Den legen die doch eigentlich bei fast jeder Bestellung bei (Ich hab hier drei rumfliegen gehabt). Die wollen wohl das Altpapier los werden.



KaiserZeus schrieb:


> ...da schreib ich viel un auch viel mist aber  der heatkiller is trotzdem geil



Wie kann ein CPU Kühler geil sein?
Ich weiß das der Heatkiller 3.0 gut aussieht und ordentlich kühlt , aber  wie zum Henker kann man darauf geil sein.

PS: Auf deiner Tastatur gibts auch ne Shift Taste, die benutzt werden  will. Gerade am Satzanfang oder bei Nomen.
Das kann man ja kaum lesen.


----------



## Schrotti (17. Mai 2010)

Madz schrieb:


> INvestier lieber in einen größeren Radi.



So ist es.

Einen Dual Radi für deine HW?

Dann kannste dir den Aufwand auch sparen weil das nach hinten los geht.


----------



## F!ghter (17. Mai 2010)

was geht nach hinten los???


----------



## strohmann (17. Mai 2010)

Schrotti will damit sagen, dass ein dual-Radi nicht ausreicht, dann sind deine Tenps auch nicht soo
viel besser und du kannst dir das Geld sparen...


----------



## hydro (17. Mai 2010)

280er Radi ist etwa wie ein 360er, sollte somit reichen, aber mehr ist halt nunmal mehr!


----------



## F!ghter (17. Mai 2010)

mir kam heut in mathe der gedanke noch ein 140 unter den 280 zu machen...
geht des ünerhaupt mit der verschraubung??

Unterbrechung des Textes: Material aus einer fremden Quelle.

Issue #878, opened 2020-04-01
UI doesn't support VOTE_INDIFFERENT


taoeffect:
### Problem

Currently you can only vote "yes" or "no" on a proposal, but cannot indicate that you don't care. A non-vote is not the same as a vote of not caring. Our `RULE_THRESHOLD` supports the math for handling `VOTE_INDIFFERENT`, but our UI does not.

### Solution

Implement in UI a way to indicate indifference about the outcome of a proposal.

mmbotelho:
@taoeffect isn't this the same as issue #596 ?

taoeffect:
@mmbotelho yep, you're right, it's effectively the same but focuses more on some details that #596 left out. In truth I totally forgot that was an existing issue. I'll close this but copy its text over.

Issue #877, opened 2020-04-01
Bug 2 in RULE_DISAGREEMENT


taoeffect:
### Problem

`RULE_THRESHOLD` has support for `VOTE_INDIFFERENT` votes, but `RULE_DISAGREEMENT` doesn't.

### Solution

Support `VOTE_INDIFFERENT` in `RULE_DISAGREEMENT`.

taoeffect:
Actually, I don't think it makes sense for `RULE_DISAGREEMENT` to support "don't care" votes, since it goes by absolute value rather than relative value. So this isn't a bug I don't think.

taoeffect:
@dotmacro brought up a good point:

> er, I think RULE_DISAGREEMENT should support indifferent votes. For example, (using the same "2 against" group as before) if 8/10 people vote "yes" asap and the other two don't care, then the proposal will sit unchanged until expirey waiting for those last two votes in case they're AGAINST. Alternatively, if they can vote INDIFERENT, then the proposal can pass asap. The point of INDIFFERENT is to get things passed/failed asap, non?

So, re-opening.

Issue #876, opened 2020-04-01
Bug 1 in RULE_DISAGREEMENT


taoeffect:
### Problem

```js
    if (totalAgainst >= threshold) {
      return VOTE_AGAINST
    }
    // consider proposal passed if more vote for it than against it and there aren't
    // enough votes left to tip the scales past the threshold
    return totalAgainst + absent < threshold && totalFor > totalAgainst ? VOTE_FOR : VOTE_UNDECIDED
```

In a group of 10 people, with a threshold of 2, if 8 people vote for a proposal, and 0 vote against it, then the proposal should pass upon expiry.

However, in the way it's currently written (shown above), it will remain `VOTE_UNDECIDED`, which equates to it not passing.

### Solution

Fix.

EDIT: but make sure there's at least one `VOTE_FOR` vote before passing. If there are 0 votes for or against, the result should be `VOTE_UNDECIDED`.

sandrina-p:
Fixed at #893

Issue #620, opened 2019-08-15
Implement invite expiry


taoeffect:
### Problem

The proposals PR (#611) creates a basic invite system, but doesn't fully polish it (#609), and one of the things that's missing is the `expires` field in `generateInvites`. Plus that function is just kinda hanging out by itself, and should probably be put under SBP.

### Solution

Fully implement invite expiry, including:

- Default expiry time
- ~~The ability for a group admin to change the default expiry time (and a proposal-based approach to change it without an admin)~~ EDIT: this is low priority and should be done later and in a separate issue.
- Displaying the fact that invites are expired both to existing users and to user who are trying to use that invite to join

@mmbotelho edit:
Remove any "pending" members from the members list (both on the dashboard sidebar and group members page) when the invite link expires.

mmbotelho:
@taoeffect I added one more task to this issue, hope that's ok!

taoeffect:
Yeah thanks for the heads up! 👍

dotmacro:
I acknowledge this hasn't been implemented yet.

Currently, links claim to expire in the past: 
![image](https://user-images.githubusercontent.com/13082264/144775483-3b2287dd-b58d-4b09-b6bc-e23d8ef57ad2.png)

Silver-IT:
Additionally, we need to use a different SVG from the one when it is invalid.

Silver-IT:
> The ability for a group admin to change the default expiry time (and a proposal-based approach to change it without an admin)
> Displaying the fact that invites are expired both to existing users

@leihla , Can you please take care of this design?

leihla:
@Silver-IT, yes I can take care of this, just assigned it do me and will assign back to you once is done

Silver-IT:
> The ability for a group admin to change the default expiry time (and a proposal-based approach to change it without an admin)

Just note that we are going to do this later when it is necessary.

taoeffect:
Yeah I've re-assigned to you @Silver-IT and edited it to cross it off the list, to note that it's a low-priority task right now:

> ~~The ability for a group admin to change the default expiry time (and a proposal-based approach to change it without an admin)~~ EDIT: this is low priority and should be done later and in a separate issue.

Silver-IT:
> Displaying the fact that invites are expired to existing users

@leihla , I don't think there is design for this. I guess there should be something here...
![image](https://user-images.githubusercontent.com/57976479/174201127-badd9563-7817-491a-9443-f79f8c947e60.png)

[...]

PR #916, opened 2020-05-08
#893 Voting System - Add "Disagreement" rule

### LINKED ISSUE #893: What happens when the disagreement number set by the group is larger than the group itself? [Discussion]

sandrina-p:
Closes #893

### What's done:
- A group can be created with a custom Voting System: _disagreement_ or _percentage_.
- The Voting System can be changed at Group Settings (directly or through a proposal)
- Cypress tests to make sure the Voting System is correct (in 6 different scenarios)
- Unit tests to the rule system. - Using Cypress to cover every single proposal scenario would increase the CI tests' time a lot. For that reason, I used unit tests instead for corner cases.

### How to test this:
There are a lot of possible scenarios based on the voting system config.

You can create multiple groups with different voting systems or create a single group and then change the voting system at the "Group Settings" page.
Here's a screenshot of how the Group Settings card looks like in 8 different scenarios:
**Note:** the last scenario is incorrect. it should say _adjusted to 4_, because the group has 5 members and the limit is `groupSize - 1`. The code was updated taking into account that.
ss

### Notes
- We have been naming this "Voting System", but the core code uses "Voting Rules". I changed all the Vue files names and props to follow the code "rule" naming.
- Some **layout decisions are still being discussed at Figma**. Once solved, I'll update this PR as well.


frontend/controller/actions/group.js
```diff
@@ -53,25 +61,29 @@ export default sbp('sbp/selectors/register', {
...
+            [PROPOSAL_INVITE_MEMBER]: merge(
+              merge({}, proposals[PROPOSAL_INVITE_MEMBER].defaults),
+              proposalSettings
             ),
-            [PROPOSAL_INVITE_MEMBER]: merge({},
-              proposals[PROPOSAL_INVITE_MEMBER].defaults,
-              { ruleSettings: { [RULE_PERCENTAGE]: { threshold: thresholdMemberApproval } } }
+            [PROPOSAL_REMOVE_MEMBER]: merge(
+              merge({}, proposals[PROPOSAL_REMOVE_MEMBER].defaults),
+              proposalSettings
```
sandrina-p, line 73: Note: `merge()` wasn't working as expected. It only accepts 2 parameters. So, we need to use `merge` twice: first from default settings to an empty object and then from (custom) settings to default settings.

frontend/model/contracts/voting/proposals.js
```diff
@@ -113,14 +117,10 @@ const proposals = {
...
-      ruleSettings: {
-        [RULE_PERCENTAGE]: { threshold: 0.8 },
-        // at least 2, since the member being removed shouldn't be able to
-        // block the proposal themselves
-        [RULE_DISAGREEMENT]: { threshold: 2 }
-      }
+      // REVIEW PR:
+      // - Before was 14 days instead of 7. Any major reason?
+      // - the default threshold was 2. Maybe we need some manual "adjustement" when running the rules.js?
+      ...proposalDefaults
```
sandrina-p: Clarify the code comment above ☝️

frontend/views/containers/group-settings/GroupRulesSettings.vue
```diff
@@ -0,0 +1,160 @@
...
+<script>
+import sbp from '~/shared/sbp.js'
+import { mapGetters } from 'vuex'
+import { RULE_PERCENTAGE, RULE_DISAGREEMENT } from '@model/contracts/voting/rules.js'
+import { OPEN_MODAL } from '@utils/events.js'
+import L from '@view-utils/translations.js'
+import BannerSimple from '@components/banners/BannerSimple.vue'
+
+export default {
+  name: 'GroupVotingSystem',
```
sandrina-p, line 45: Note: This file was not created, it was renamed: GroupVotingSystem -> GroupRulesSettings.

And added the needed logic to connect to the state. The markup is pretty much the same and the CSS wasn't modified at all.

frontend/model/contracts/voting/proposals.js
```diff
@@ -59,16 +59,20 @@ function voteAgainst (state, { meta, data, contractID }) {
   sbp('okTurtles.events/emit', PROPOSAL_RESULT, state, VOTE_AGAINST, data)
 }
 
+// NOTE: The code is ready to receive different proposals settings,
+// However, we decided to make all settings the same, to simplify the UI/UX proptotype.
+const proposalDefaults = {
+  rule: RULE_PERCENTAGE,
+  expires_ms: 7 * DAYS_MILLIS,
```
sandrina-p, line 66: I noticed that the proposals had different expire days.
- Add/Remove Member proposals expire in 14 days. 
- Group Setting and Proposal Setting expire in 7 days.

Any reason for that? Maybe we could also make it all the same to simplify.

cc @mmbotelho

sandrina-p: I noticed that the proposals have different expire days:
- Add/Remove Member proposals expire in 14 days. 
- Group Setting and Proposal Setting expire in 7 days.

Any reason for that? I suggest making them all the same, to simplify UI/UX as we did with the threshold.

cc @mmbotelho

mmbotelho: If we do, I would suggest keeping the upper limit of 14 days to give people more time!

sandrina-p: I'm okay with that.
Should we have a UI to change that setting too, or should we keep it "hidden" for now?

mmbotelho: I believe this is one of those things that we can set ourselves. We will find out if this timeframe works when the prototype is out and we can tweak it! I think adding a whole proposal to change this setting would be an overkill

mmbotelho: We probably need, however, to add a small text label indicating that a proposal is about to expire on the dashboard. Let me know what you think @sandrina-p @taoeffect and I can create an issue for it

sandrina-p: I like that idea, at least is informative. Later in the road, if requested, we can create the UI/logic to update that info.

taoeffect (commented):
This one is going to take me a few days to review, just a heads up

strings/french.strings
```diff
@@ -1101,6 +1106,9 @@
 /* MISSING TRANSLATION - views/pages/Home.vue */
 "Welcome to group income" = "Welcome to group income";
 
+/* MISSING TRANSLATION - views/containers/proposals/RuleAddMember.vue, views/containers/proposals/ChangeVotingRules.vue, views/containers/proposals/RuleRemoveMember.vue */
+"The reason why I' propositiong this change is..." = "The reason why I' propositiong this change is...";
```
taoeffect: Where are these strings coming from? I feel like they might be being re-introduced from an old commit. Make sure to merge `master`. If you merge `master` and they're still here, then run `./strings.exe frontend/` to regenerate them.

package-lock.json
```diff
@@ -11291,7 +11291,7 @@
             },
             "mkdirp": {
               "version": "0.5.1",
-              "resolved": "https://registry.npmjs.org/mkdirp/-/mkdirp-0.5.1.tgz",
+              "resolved": false,
```
taoeffect: This file shouldn't be modified. Please make sure you're using the one from `master`.

frontend/views/utils/currencies.js
```diff
@@ -17,13 +17,15 @@ export function saferFloat (value: number): number {
 //       having to "recompile" a new version of the app.
 const currencies = {
   USD: {
+    code: 'USD',
```
taoeffect: The code is the key itself... so I don't think this should be added since it creates a redundancy that then needs to be kept in sync (and introduces bugs if it's out of sync). In other words, if you're already typing `.USD`, you don't need to type `.USD.code`, just write `'USD'`.

frontend/model/contracts/voting/rules.js
```diff
@@ -73,3 +73,10 @@ const rules = {
 export default rules
 
 export const ruleType = unionOf(...Object.keys(rules).map(k => literalOf(k)))
+
+export const thresholdAdjusted = (rule, threshold, groupSize) => {
+  if (rule === RULE_DISAGREEMENT) {
+    return { thresholdAdjusted: Math.min(threshold, groupSize) }
+  }
+  return {}
+}
```
taoeffect: Instead of creating this function, the adjustment should be done inside of the `RULE_DISAGREEMENT` function. All adjustments are done inside of there, not outside of it. For example, both `RULE_PERCENTAGE` and `RULE_DISAGREEMENT` make adjustments of the threshold for `PROPOSAL_REMOVE_MEMBER`.

frontend/controller/actions/group.js
```diff
@@ -44,6 +43,15 @@ export default sbp('sbp/selectors/register', {
 
     try {
       const initialInvite = createInvite({ quantity: 60, creator: INVITE_INITIAL_CREATOR })
+      const proposalSettings = {
+        rule: ruleName,
+        ruleSettings: {
+          [ruleName]: {
+            ...thresholdAdjusted(ruleName, +ruleThreshold, 1), // 1 = group initial size.
```
taoeffect: Threshold should not be adjusted here or with a `thresholdAdjusted` function, see comment below for details.

frontend/views/containers/group-settings/GroupRulesSettings.vue
```diff
@@ -0,0 +1,162 @@
...
+        const percent = this.votingRuleSettings.threshold * 100 + '%'
+
+        // TODO/BUG/REVIEW: in a 1 member group with 49%, it says: 0 out of 1 members. Is it rights?
+        return L('{b_}{percent}{_b} {sm_}({count} out of {total} members){_sm}', {
+          percent,
+          count: Math.round(this.groupMembersCount * this.votingRuleSettings.threshold),
+          total: this.groupMembersCount,
+          ...HTMLTags
+        })
+      } else {
```
taoeffect: `else if`, always check the rule type explicitly, don't assume there will only be two voting rule types since that's unlikely to be the case. The `else` case should show an error telling the user that they're probably using outdated software.

taoeffect (changes requested):
Great work @sandrina-p! Posting a quick first draft review (unfinished) with some quick feedback so that you have something to work with tomorrow while I continue to review this and #918.

frontend/model/contracts/group.js
```diff
@@ -299,6 +299,10 @@ DefineContract({
     groupShouldPropose (state, getters) {
       return getters.groupMembersCount >= 3
     },
+    groupVotingRule (state, getters) {
+      // It's okay to use "PROPOSAL_GENERIC" as an example because all the settings are the same.
+      return getters.groupSettings.proposals[PROPOSAL_GENERIC]
```
taoeffect: If memory serves, think this should be `.proposals[PROPOSAL_GENERIC].rule`?

frontend/model/contracts/voting/proposals.js
```diff
@@ -34,7 +34,7 @@ export const proposalSettingsType = objectOf({
   expires_ms: number,
   ruleSettings: objectOf({
     [RULE_PERCENTAGE]: objectOf({ threshold: number }),
-    [RULE_DISAGREEMENT]: objectOf({ threshold: number })
+    [RULE_DISAGREEMENT]: objectOf({ threshold: number, thresholdAdjusted: number })
```
taoeffect: ❌ `thresholdAdjusted`

mmbotelho (commented):
@sandrina-p I ran the tests you left in the PR description and found no problems at all with those specific flows. I found some other issues, however. I am not sure if they are related to this PR:

- Everyone voted on a proposal but it was not closed:
Captura de ecrã 2020-05-15, às 17 37 48


- Weird numbers showing up in the "New proposal" footer, as well as the "your proposal was submitted" view:
Captura de ecrã 2020-05-15, às 17 39 21

Captura de ecrã 2020-05-15, às 17 38 59

strings/french.strings
sandrina-p: What's exactly the command? That does not seem to work. I didn't find any documentation on our repo about it neither.

package-lock.json
sandrina-p: It was modified because my computer did generate a diff package-lock from yours. But yeah, reverted

frontend/views/utils/currencies.js
sandrina-p: So, I'd we solve the TODO at `GroupCreationModal.vue`?

```diff
- mincomeCurrency: 'USD' // TODO: grab this as a constant from currencies.js
+ mincomeCurrency: currencies.USD.code,
```

strings/french.strings
taoeffect: Documentation is here: https://github.com/okTurtles/strings

Download the binary here: https://github.com/okTurtles/strings/releases

frontend/model/contracts/voting/rules.js
sandrina-p: I see. Changing it

frontend/views/containers/group-settings/GroupRulesSettings.vue
sandrina-p: Gotcha. Updating code.

frontend/model/contracts/group.js
sandrina-p: We also need to access `ruleSettings`, besides `rule`. Maybe the getter could have a better name. Any suggestion?

sandrina-p:
@mmbotelho what proposal system do you have activated? It should work with the "percentage" system. If it's "disagreement", it will only work in the next PR, as I said in this PR description. Maybe I wasn't clear enough, I'm sorry about that. This PR only does the logic to choose a voting system and see it in the group settings.

mmbotelho (dismissed):
No worries @sandrina-p ! I just mentioned these things to be sure it was not part of this PR.

As I mentioned, all the flows you mentioned look great to me, I didn't find anything to fix there. Great work!

.Gruntfile.babel.js
```diff
@@ -112,7 +112,7 @@ module.exports = (grunt) => {
       //    - anything in /test folder, eg. integration tests
       //    - anything that ends with .test.js, eg. unit tests for sbp domains kept in the domain folder
       test: {
-        cmd: 'node node_modules/mocha/bin/mocha --require Gruntfile.js --exit -R spec --bail "{./{,!(node_modules|test)/**/}*.test.js,./test/*.js}"',
+        cmd: 'node node_modules/mocha/bin/mocha --require Gruntfile.js --watch frontend/model/contracts/voting/rules.test.js',
```
taoeffect: Not sure what's going on here but this needs to be reverted to how it was.

frontend/model/contracts/group.js
taoeffect: Since our code is designed to support individualized settings on each type of proposal, and since we might re-add UI support for that in the future, we need to make sure any code we write is forward-compatible with that.

So imagine we were to re-add support for individualized proposal settings. In such a world this getter wouldn't make any sense at all.

So the getter that needs to be defined is one that would make sense in both worlds (the current one, and the possible future one).

There are various things you can do, but here's one suggestion:

```js
proposalSettings (state, getters) {
  return (proposalType = PROPOSAL_GENERIC) => {
    return getters.groupSettings.proposals[proposalType]
  }
}
```

frontend/model/contracts/voting/rules.js
```diff
@@ -73,3 +83,39 @@ const rules = {
...
+  if (rule === RULE_DISAGREEMENT) {
+    // Limit number of maximum "no" votes to group size
+    return Math.min(groupSizeVoting - 1, threshold)
+  }
+
+  if (rule === RULE_PERCENTAGE) {
+    // Minimum threshold correspondent to 2 "yes" votes
+    const minThreshold = 2 / groupSizeVoting
+    return Math.max(minThreshold, threshold)
+  }
```
taoeffect: Always avoid `if`s if you can.

Here's another great place to use a dictionary/map/object instead:

```js
return {
  [RULE_DISAGREEMENT]: function (...) { .. }
  // ...
}[rule]()
```

This has several advantages:

1. It is more concise and easier to read
2. It is much faster
3. It will throw an exception automatically if the wrong rule type is passed in

frontend/model/contracts/voting/rules.js
```diff
@@ -15,14 +15,22 @@ export const RULE_MULTI_CHOICE = 'multi-choice'
...
 
+/* REVIVEW PR
+  the whole "state" being passed as argument to rules[rule]() is overwhelmed.
+  It would be simpler with just 2 simple args: "threshold" and "population".
+  Advantages:
+  - population: No need to do the logic to get it (and avoid import PROFILE_STATUS.ACTIVE from group.js).
+  - threshold: The selector to get the selector is huge.
+  - tests: Avoid the need to mock a complex state.
+  My suggestion: 1 parameter (object) with 4 explicit keys.
+  [RULE_PERCENTAGE]: function ({ votes, proposalType, population, threshold })
```
taoeffect, line 27: We keep it the way it is currently because you cannot know what you might need in the future for different rule types.

taoeffect (changes requested):
Partial review, unfinished. Getting it to you so that you can iterate while I continue to review.

.Gruntfile.babel.js
sandrina-p: ups, I staged it by accident. This is a modified command to run tests only at rule.js in watch mode.

frontend/model/contracts/group.js
sandrina-p: I know you like to predict the future when it comes to code, and although I do not agree, I can respect that.

So, to do it as you want, I have one question: At `GroupRuleSettings.js`, what `proposalType` do we pass to the getter?

frontend/model/contracts/voting/rules.js
sandrina-p: I understand that. When that happens in the future, why can't we just adapt the code to pass a new parameter?

At the moment, as I see it, we are passing down the whole jungle when we just need 4 bananas.

frontend/model/contracts/voting/rules.js
sandrina-p: Updated. Here and at other places with similar `if` usage.

frontend/model/contracts/voting/rules.js
sandrina-p: Besides that, when passing `state`, we need `PROFILE_STATUS` to get `population`. When importing it we create a `circular dependency`.
> Circular dependency: frontend/model/contracts/group.js -> frontend/model/contracts/voting/rules.js -> frontend/model/contracts/group.js

mmbotelho (changes requested):
Here's what I found @sandrina-p :

Captura de ecrã 2020-06-08, às 14 35 12

------

- There's a weird scenario where the group has 2 members, the disagreement number is 7, but the maximum # of "no" votes is ajusted to 2 (which is impossible). I wonder, should we not show ajustments at all when the group has less than 3 members? Showing that info is irrelevant because proposals don't need voting processes at that stage;

-------

Captura de ecrã 2020-06-08, às 14 42 22


-----

That weird bug where the slider does not have the correct color is happening again (see image below). Here's my flow to get here:

1. Created a group with percentage based voting system, set at 80%;
2. Changed the percentage to 30%;
3. Changed to a disagreement number voting system;
4. Clicked to change to a percentage based voting system again (that's when I saw this modal).

The app does not need to save that 30% value, it can just show the suggested 80% always. It's less confusing.

Captura de ecrã 2020-06-08, às 14 43 36

-----

I couldn't test the voting systems with a bigger group because the app crashed with this error:

Captura de ecrã 2020-06-08, às 15 29 18


I'll reset everything and test with a big group again!

mmbotelho:
Review part II - big groups:

I didn't find anything there! Seems to be working fine 😄

frontend/model/contracts/voting/rules.js
sandrina-p: Update: This took me a long time, but unit tests were failing exactly because of this circular dependency. (too complex to explain in a short comment)

Anyway, I added a const `PROFILE_STATUS` to this file as a short solution until you get back to this PR :)

sandrina-p:
@mmbotelho all fixed except 2 things:

- The only one not fixed was the "7 adjusted 2*" scenario. I'm okay with not showing that for small groups but would like to know @dotmacro opinion too.
- Modal threshold value: If it's the same system, it starts with the current value. (e.g. "30%"). If it's to change to a different system it starts with the default value (80%). That way is not confusing when updating the rule value.

dotmacro:
> The only one not fixed was the "7 adjusted 2*" scenario. I'm okay with not showing that for small groups but would like to know @dotmacro opinion too.

Yep, I think we can hide it for small groups because it's irrelevant (and potentially confusing) info.

sandrina-p:
> Yep, I think we can hide it for small groups because it's irrelevant (and potentially confusing) info.

Actually, I'm not sure after all if it's okay to hide/ignore that adjustment because then it shows values that are not the truth. For example _"40% (0 out of 1 member)"_.

We could create a "small group adjustment" to avoid these scenarios but still... I think it's better to show the adjustment right away with the banner message.

And, as Andrea suggested in Figma, this card could have a short explanation with a link to F.A.Q/blog post talking more about voting systems, so that the users understand this right away.

mmbotelho:
> Actually, I'm not sure after all if it's okay to hide/ignore that adjustment because then it shows values that are not the truth. For example "40% (0 out of 1 member)".

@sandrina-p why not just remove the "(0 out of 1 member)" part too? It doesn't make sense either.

http://www.aquatuning.de/product_info.php/info/p7617_MagiCool-SLIM-SINGLE-140-MC-Radiator.html


----------



## KaiserZeus (17. Mai 2010)

JonnyB1989 schrieb:


> Ist eigentlich wurscht wo du den Temperatursensor hast, bei so einem Kleinen Kreislauf.
> Der Unterschied im Kreislauf sind höchstens 2°C, ich schätze sogar weniger.
> 
> 
> ...



sry aufm ipod is des ziemlich umständlich
und ich bin nicht auf den geil ich finde ihn geil ob er nun gut oder geil aussieht
is ja egal letzteres is halt umgangssprachlich is halt ansichtssache ich bin jedenfalls nicht auf ihn geil aber er ist nunmal top
ps. wenn ich demnächst meine versetzung geschaft habe und endlich wieder einen pc bauen darf dann achg ich auch auf groß und kleinschreibung


----------



## hydro (17. Mai 2010)

F!ghter schrieb:


> mir kam heut in mathe der gedanke noch ein 140 unter den 280 zu machen...
> geht des ünerhaupt mit der verschraubung??
> 
> Aquatuning - Der Wasserkühlung Vollsortimenter - MagiCool SLIM SINGLE 140 MC Radiator MagiCool SLIM SINGLE 140 MC Radiator 35181



Kann man machen, ist aber nutzlos. Bringt weitaus weniger als man sich vorstellen mag


----------



## KingPiranhas (17. Mai 2010)

nen 140er + 280er seperat zu setzten das bringt was, aber die beiden Radis im Sandwich das bringt wenig.


----------



## F!ghter (17. Mai 2010)

also addiert des sich des  net zu nem triple???
naja evtl find ich hinten noch platz des is glaubg ich auch n 140...


----------



## KingPiranhas (17. Mai 2010)

Ja, 1+2=3


----------



## hydro (17. Mai 2010)

Solange sie nicht aufeinander gebaut werden!


----------



## F!ghter (17. Mai 2010)

ok ich schau mla wo ich den sonsthin tun kann....
wenn net ... egal 2 langt auch


----------



## F!ghter (17. Mai 2010)

so hab jetzt nochmal überall vermessen aber er passt nirgends hin sry...
nur außen aber des is mir einfach zu riski weil ich viel auf lans bin und da mein tollen lanbag von revoltec hab und da is des halbe gewicht auf den aßenstreben...
und warum is des sandwich ding ungut???
hier  nochmal mitn bisschen casemod zeugs dazu...
Aquatuning - Der Wasserkühlung Vollsortimenter


----------



## KingPiranhas (17. Mai 2010)

https://www.aquatuning.de/shopping_cart.php/bkey/37abde8bd10e1ee547241580ba58203f



> und warum is des sandwich ding ungut???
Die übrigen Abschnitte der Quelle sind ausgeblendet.